PR #3174, opened 2025-09-19
Make /validate check for field existence in date range

foster33:
Updates FieldExistenceRule to also verify that there is data in a field for the given date range.

In the case of an OR node, ALL fields must be missing from the date range for a failure message to be returned.


warehouse/query-core/src/main/java/datawave/query/jexl/visitors/FieldMissingFromDateRangeVisitor.java
```diff
@@ -0,0 +1,249 @@
...
+
+/**
+ * Class to check that each query node contains a field which exists in the schema.
+ *
+ * <pre>
+ * 1. If a datatype filter was specified, then the existence check is limited to only those datatypes
+ * 2. If a datatype filter is NOT specified (null or empty), this implies ALL datatypes.
+ * </pre>
+ */
+public class FieldMissingFromDateRangeVisitor extends ShortCircuitBaseVisitor {
```
lbschanno, line 42: At first glance, I don't see any glaring issues, but I would like to see some tests for this class.

warehouse/query-core/src/main/java/datawave/query/jexl/visitors/FieldMissingFromDateRangeVisitor.java
```diff
@@ -0,0 +1,249 @@
...
+
+    // Descend through these nodes
+    @Override
+    public Object visit(ASTJexlScript node, Object data) {
+        node.childrenAccept(this, data);
+        return data;
+    }
+
+    @Override
+    public Object visit(ASTAndNode node, Object data) {
```
lbschanno: This is identical to the super method, and can be removed.

warehouse/query-core/src/main/java/datawave/query/jexl/visitors/FieldMissingFromDateRangeVisitor.java
```diff
@@ -0,0 +1,249 @@
...
+        node.childrenAccept(this, data);
+        return data;
+    }
+
+    @Override
+    public Object visit(ASTNotNode node, Object data) {
```
lbschanno: Also identical to super, can be removed.

warehouse/query-core/src/main/java/datawave/query/jexl/visitors/FieldMissingFromDateRangeVisitor.java
```diff
@@ -0,0 +1,249 @@
...
+        node.childrenAccept(this, data);
+        return data;
+    }
+
+    @Override
+    public Object visit(ASTReference node, Object data) {
```
lbschanno: Also identical to super, can be removed.

warehouse/query-core/src/main/java/datawave/query/jexl/visitors/FieldMissingFromDateRangeVisitor.java
```diff
@@ -0,0 +1,249 @@
...
+        node.childrenAccept(this, data);
+        return data;
+    }
+
+    @Override
+    public Object visit(ASTReferenceExpression node, Object data) {
```
lbschanno: Also identical to super, can be removed.

warehouse/query-core/src/main/java/datawave/query/jexl/visitors/FieldMissingFromDateRangeVisitor.java
```diff
@@ -0,0 +1,249 @@
...
+    /**
+     * @param node
+     *            Jexl node
+     * @param data
+     *            The set of names which we have determined do not exist
+     * @return the updated set of names which do not exist
+     */
+    protected Object ingestDateOrNodeVisit(JexlNode node, Object data) {
+        @SuppressWarnings("unchecked")
+        Set<String> nonExistentFieldNames = (null == data) ? new HashSet<>() : (Set<String>) data;
```
lbschanno: Suggest initializing nonExistentFieldNames as a LinkedHashSet to be consistent with `getNonIngestFields()`.

warehouse/query-core/src/main/java/datawave/query/jexl/visitors/FieldMissingFromDateRangeVisitor.java
```diff
@@ -0,0 +1,249 @@
...
+    }
+
+    /**
+     * @param node
+     *            Jexl node
+     * @param data
+     *            The set of names which we have determined do not exist
+     * @return the updated set of names which do not exist
+     */
+    protected Object ingestDateOrNodeVisit(JexlNode node, Object data) {
```
lbschanno: I would prefer a more descriptive method name here, such as `findMissingFields(...)`. If you change the method signature here to `findMissingFields(ASTOrNode node, Object data`, you can also rename the function `genericIngestDateVisit(...)` to `findMissingFields(...)`.

lbschanno: Additionally, this method and `genericIngestDateVisit` can both be private, unless you are explicitly planning for this class to be extended.

lbschanno (changes requested):

warehouse/query-core/src/test/java/datawave/query/jexl/visitors/FieldMissingFromDateRangeVisitorTest.java
```diff
@@ -0,0 +1,307 @@
...
+    private final Set<String> specialFields = Sets.newHashSet(ANY_FIELD, NO_FIELD);
+    private final List<Mutation> mutations = new ArrayList<>();
+
+    private static final String TABLE_METADATA = "metadata";
+    private static final String[] AUTHS = {"FOO", "BAR"};
+    private static final Set<Authorizations> AUTHS_SET = Collections.singleton(new Authorizations(AUTHS));
+    private static final String NULL_BYTE = "\0";
+
+    @BeforeEach
+    public void setUp() throws Exception {
```
lbschanno: You can avoid the overhead of using the InMemoryAccumuloClient here by either passing in a mocked MetadataHelper or an instance of datawave.query.util.MockMetadataHelper. That way your tests do not care about how MetadatHelper is implemented.

warehouse/ingest-core/src/test/java/datawave/ingest/mapreduce/job/reindex/ShardReindexMapperTest.java
```diff
@@ -76,8 +76,8 @@
 import datawave.ingest.protobuf.TermWeight;
 import datawave.iterators.FrequencyMetadataAggregator;
 import datawave.query.iterator.SortedListKeyValueIterator;
-import datawave.util.accumulo.RFileUtil;
 import datawave.query.model.DateFrequencyMap;
+import datawave.util.accumulo.RFileUtil;
```
lbschanno, line 80: Why this change?

warehouse/query-core/src/main/java/datawave/query/jexl/visitors/FieldMissingFromDateRangeVisitor.java
```diff
@@ -0,0 +1,221 @@
...
+        if (identifiers.isEmpty()) {
+            // Catch cases where we have two literals
+            // essentially everything but identifier op literal
+            return nonIngestedFieldNames;
+        }
+
+        for (ASTIdentifier identifier : identifiers) {
+            String fieldName = JexlASTHelper.deconstructIdentifier(identifier);
+            long occurrences = this.querySettings != null
+                            ? helper.getCountsByFieldForDays(fieldName, this.querySettings.getBeginDate(), this.querySettings.getEndDate(), this.datatypeFilter)
```
lbschanno: You mentioned some concerns with how long this rule might take depending on how wide of a date range a query is targeting. I think there are a couple things we can do to mitigate this:

1. I notice that we can have multiple calls to `MetadataHelper.getCountsByFieldForDays()` and `MetadataHelper.getCountsForFieldsInDateRange()`, which will be the most time-consuming part of this visitor. We could defer a call to MetadataHelper until we have collected all of the unique fields in the query, and then make one call to MetadataHelper to get the total occurrences.
2. If we have a single call to MetadataHelper as suggested above, we can easily submit it as a task to an ExecutorService with a timeout that is both an argument passed into the visitor and a configurable property of the rule. You will likely want to discuss with interested parties what the default timeout should be based on the average performance of this rule. While a timeout would effectively cause the validation to fail, at least it would keep the validation process from taking excessively long.
3. Rather than using `MetadataHelper.getCountsForFieldsInDateRange()`, we could add a new method to MetadataHelper, such as `MetadataHelper.getMissingFields(Set<String> fields, Set<String> datatypes, String beginDate, String endDate)` that will return any fields that do not have a frequency row in the metadata table with a non-zero value. If a frequency row is guaranteed to always have a non-zero value, then we can simply check for the existence of a frequency row within the date range for each field. This would be faster than `MetadataHelper.getCountsForFieldsInDateRange()` because we would avoid the overhead of summing up the frequency counts for each field.

lbschanno (changes requested):

warehouse/query-core/src/main/java/datawave/query/jexl/visitors/FieldMissingFromDateRangeVisitor.java
foster33: I went with option 3 in latest commit.

warehouse/ingest-core/src/test/java/datawave/ingest/mapreduce/job/reindex/ShardReindexMapperTest.java
foster33: My branch was out of sync with integration, so it did not get the commit that fixed this formatting. Should be resolved now.

core/utils/metadata-utils/src/main/java/datawave/query/util/MetadataHelper.java
```diff
@@ -1692,6 +1692,68 @@ public Map<String,Long> getCountsForFieldsInDateRange(Set<String> fields, Set<St
...
+            bs.fetchColumnFamily(ColumnFamilyConstants.COLF_F);
+
+            IteratorSetting setting = new IteratorSetting(50, "MetadataFrequencySeekingIterator", MetadataFColumnSeekingFilter.class);
+            setting.addOption(MetadataFColumnSeekingFilter.DATATYPES_OPT, Joiner.on(',').join(sortedDatatypes));
+            setting.addOption(MetadataFColumnSeekingFilter.START_DATE, beginDate);
+            setting.addOption(MetadataFColumnSeekingFilter.END_DATE, endDate);
+            bs.addScanIterator(setting);
+
+            for (Entry<Key,Value> entry : bs) {
+                isMissing = false;
```
lbschanno: I think this function would be more useful if it returned the set of fields that are missing. We could then indicate to the user which specific fields are missing in the date range in the rule response.

lbschanno (changes requested):

warehouse/query-core/src/main/java/datawave/query/jexl/visitors/FieldMissingFromDateRangeVisitor.java
lbschanno: I think we can combine option 3 with option 1, and collect all of the fields before making just one call to metadata helper to reduce our overhead.

core/utils/metadata-utils/src/main/java/datawave/query/util/MetadataHelper.java
foster33: Addressed in latest commit

core/utils/metadata-utils/src/main/java/datawave/query/util/MetadataHelper.java
```diff
@@ -1692,6 +1692,73 @@ public Map<String,Long> getCountsForFieldsInDateRange(Set<String> fields, Set<St
...
+            bs.addScanIterator(regexIter);
+
+            for (Entry<Key,Value> entry : bs) {
+                try {
+                    DateFrequencyMap map = new DateFrequencyMap(entry.getValue().get());
+                    if (!map.subMap(beginDate, endDate).isEmpty()) {
+                        foundFields.add(entry.getKey().getRow().toString());
+                    }
+                } catch (IOException e) {
+                    log.trace("Could not convert the Value to a DateFrequencyMap: {}", entry.getValue());
```
lbschanno: I don't think you need the trace message here, the error log message should be sufficient.

core/utils/metadata-utils/src/main/java/datawave/query/util/MetadataHelper.java
```diff
@@ -1692,6 +1692,73 @@ public Map<String,Long> getCountsForFieldsInDateRange(Set<String> fields, Set<St
...
+     *            the datatypes
+     * @param beginDate
+     *            the start date
+     * @param endDate
+     *            the end date
+     * @param specialFields
+     *            special fields to exclude from search
+     * @return a set of missing fields from the given date range
+     */
+    public Set<String> getMissingFieldsInDateRange(Set<String> fields, Set<String> datatypes, String beginDate, String endDate, Set<String> specialFields)
```
lbschanno: Will you be adding any tests for this method? You can review the tests for `getCardinalityForField()` in `MetadataHelperTest` for examples of convenience methods used to generate 'f' rows in both aggregated and non-aggregated form.

core/utils/metadata-utils/src/main/java/datawave/query/util/MetadataHelper.java
```diff
@@ -1692,6 +1692,73 @@ public Map<String,Long> getCountsForFieldsInDateRange(Set<String> fields, Set<St
...
+            IteratorSetting regexIter = new IteratorSetting(50, "regexFilter", RegExFilter.class);
+            if (!dataTypeRegex.toString().isEmpty()) {
+                regexIter.addOption(RegExFilter.COLQ_REGEX, dataTypeRegex.toString());
+            }
+            bs.setRanges(ranges);
+            bs.addScanIterator(regexIter);
+
+            for (Entry<Key,Value> entry : bs) {
+                try {
+                    DateFrequencyMap map = new DateFrequencyMap(entry.getValue().get());
```
lbschanno: It is not guaranteed that all 'f' rows will have an aggregated value. It's possible for there to be rows that have not yet been aggregated, and thus have long values. See `MetadataHelper.getCardinalityForField(String fieldName, String datatype, Date begin, Date end)` for an example of how to determine if we're looking at an aggregated entry vs. a single-value one.

core/utils/metadata-utils/src/main/java/datawave/query/util/MetadataHelper.java
```diff
@@ -1692,6 +1692,73 @@ public Map<String,Long> getCountsForFieldsInDateRange(Set<String> fields, Set<St
...
+            }
+        }
+
+        AccumuloClient client = accumuloClient;
+        if (client instanceof WrappedAccumuloClient) {
+            client = ((WrappedAccumuloClient) client).getReal();
+        }
+
+        try (BatchScanner bs = ScannerHelper.createBatchScanner(client, getMetadataTableName(), getAuths(), fields.size())) {
+            IteratorSetting regexIter = new IteratorSetting(50, "regexFilter", RegExFilter.class);
```
lbschanno: A further optimization we could do here is to also use the FirstEntryInRowIterator in our iterator stack. This would return just one entry per row per tablet, reducing the number of entries to iterate over.

lbschanno (changes requested):

core/utils/metadata-utils/src/main/java/datawave/query/util/MetadataHelper.java
```diff
@@ -1692,6 +1694,109 @@ public Map<String,Long> getCountsForFieldsInDateRange(Set<String> fields, Set<St
...
+        if (client instanceof WrappedAccumuloClient) {
+            client = ((WrappedAccumuloClient) client).getReal();
+        }
+
+        try (BatchScanner bs = ScannerHelper.createBatchScanner(client, getMetadataTableName(), getAuths(), fields.size())) {
+            if (!datatypes.isEmpty()) {
+                settings.add(new IteratorSetting(50, "regexFilter", RegExFilter.class));
+            }
+            settings.add(new IteratorSetting(51, "firstEntryInRow", FirstEntryInRowIterator.class));
+            for (IteratorSetting setting : settings) {
```
lbschanno: Last change request, I (as much as I can) promise. Instead of looping over the settings to configure them, we can configure them directly after instantiation before adding them to the stack, like so:
```java
if (!datatypes.isEmpty()) {
    IteratorSetting regexFilter = new IteratorSetting(50, "regexFilter", RegExFilter.class);
    regexFilter.addOption(RegExFilter.COLQ_REGEX, dataTypeRegex.toString());
    settings.add(regexFilter);
}
```
We can do the same for FirstEntryInRowIterator, and then this loop will no longer be needed.

lbschanno (changes requested):

warehouse/query-core/src/main/java/datawave/query/jexl/visitors/FieldMissingFromDateRangeVisitor.java
```diff
@@ -0,0 +1,262 @@
...
+        if (identifiers.isEmpty()) {
+            // Catch cases where we have two literals
+            // essentially everything but identifier op literal
+            return nonIngestedFieldNames;
+        }
+
+        for (ASTIdentifier identifier : identifiers) {
+            String fieldName = JexlASTHelper.deconstructIdentifier(identifier);
+            if (!specialFields.contains(fieldName)) {
+                nonIngestedFieldNames.addAll(helper.getMissingFieldsInDateRange(Set.of(fieldName), datatypeFilter,
```
ivakegg: Is it worth trying to gather up the fields before we call getMissingFieldsInDateRange?  For very large queries where we repeat the same field hundreds of times, this could get quite expensive.

warehouse/query-core/src/main/java/datawave/query/jexl/visitors/FieldMissingFromDateRangeVisitor.java
```diff
@@ -0,0 +1,262 @@
...
+        }
+        this.datatypeFilter = datatypeFilter;
+    }
+
+    @SuppressWarnings("unchecked")
+    public static Set<String> getNonIngestedFields(MetadataHelper helper, ASTJexlScript script, Set<String> datatypes, Set<String> specialFields,
+                    Query querySettings) {
+        FieldMissingFromDateRangeVisitor visitor = new FieldMissingFromDateRangeVisitor(helper, datatypes, specialFields, querySettings);
+        // Maintain insertion order.
+        return (Set<String>) script.jjtAccept(visitor, new LinkedHashSet<>());
```
apmoriarty: Even though the MetadataHelper will cache operations it is probably better to have the visitor collect all fields and then do a single check at the end. So this code block would become:
```java
private final Set<String> fields = new HashSet<>()

public static Set<String> getNonIngestedFields(...) {
    script.accept(visitor, null)
    Set<String> missingFields = checkForMissingFields()
    if (log.isDebugEnabled() && !missingFields.isEmpty()) {
        log.debug("Found missing fields:  {}", missingFields)
    }
    return missingFields;
```
One benefit of collecting all fields first and then checking once at the end is that you only have to create a single SimpleDateFormatter.

warehouse/query-core/src/test/java/datawave/query/jexl/visitors/FieldMissingFromDateRangeVisitorTest.java
```diff
@@ -0,0 +1,454 @@
...
+    /**
+     * Test query with ORed fields but ALL do not exist during the date range. Fields will only be returned as NonIngested if ALL ORed fields are not found.
+     */
+    @Test
+    public void testWithOrFieldsThatAllDoNotExist()
+                    throws ParseException, AccumuloException, TableExistsException, AccumuloSecurityException, TableNotFoundException {
+        String query = "AGE == 'foo' || GENDER == 'bar' || JOB == 'foo'";
+        ASTJexlScript script = JexlASTHelper.parseJexlQuery(query);
+
+        Date begin = new Date(1546214400000L); // 12/31/2018 00:00:00 GMT
```
apmoriarty: Consider adding a helper method that converts a `yyyyMMdd hh:mm:ss` format into a date?

warehouse/query-core/src/test/java/datawave/query/jexl/visitors/FieldMissingFromDateRangeVisitorTest.java
```diff
@@ -0,0 +1,454 @@
...
+import com.google.common.collect.Sets;
+
+import datawave.microservice.query.Query;
+import datawave.query.jexl.JexlASTHelper;
+import datawave.query.model.DateFrequencyMap;
+import datawave.query.util.MockMetadataHelper;
+import datawave.util.TableName;
+import datawave.util.time.DateHelper;
+
+public class FieldMissingFromDateRangeVisitorTest {
```
apmoriarty, line 26: Tests look really good, can you add a few more cases?
```
# nested intersection
A || (B && C)

# nested union
A && (B || C)

# double nested intersection
(A && B) || (C && D)

# double nested union
(A || B) && (C || D)

# and a jexl arithmetic case
UUID == 'CORLEONE' AND filter:getAllMatches(NAM,'hubert').size() == 0
```

lbschanno (dismissed):

lbschanno (approved):

avgAGB (approved):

● **Work instructions**:
Find all lines in the records that hold the word "commit". Copy them.

● **Written solution**:
foster33: I went with option 3 in latest commit.
foster33: My branch was out of sync with integration, so it did not get the commit that fixed this formatting. Should be resolved now.
foster33: Addressed in latest commit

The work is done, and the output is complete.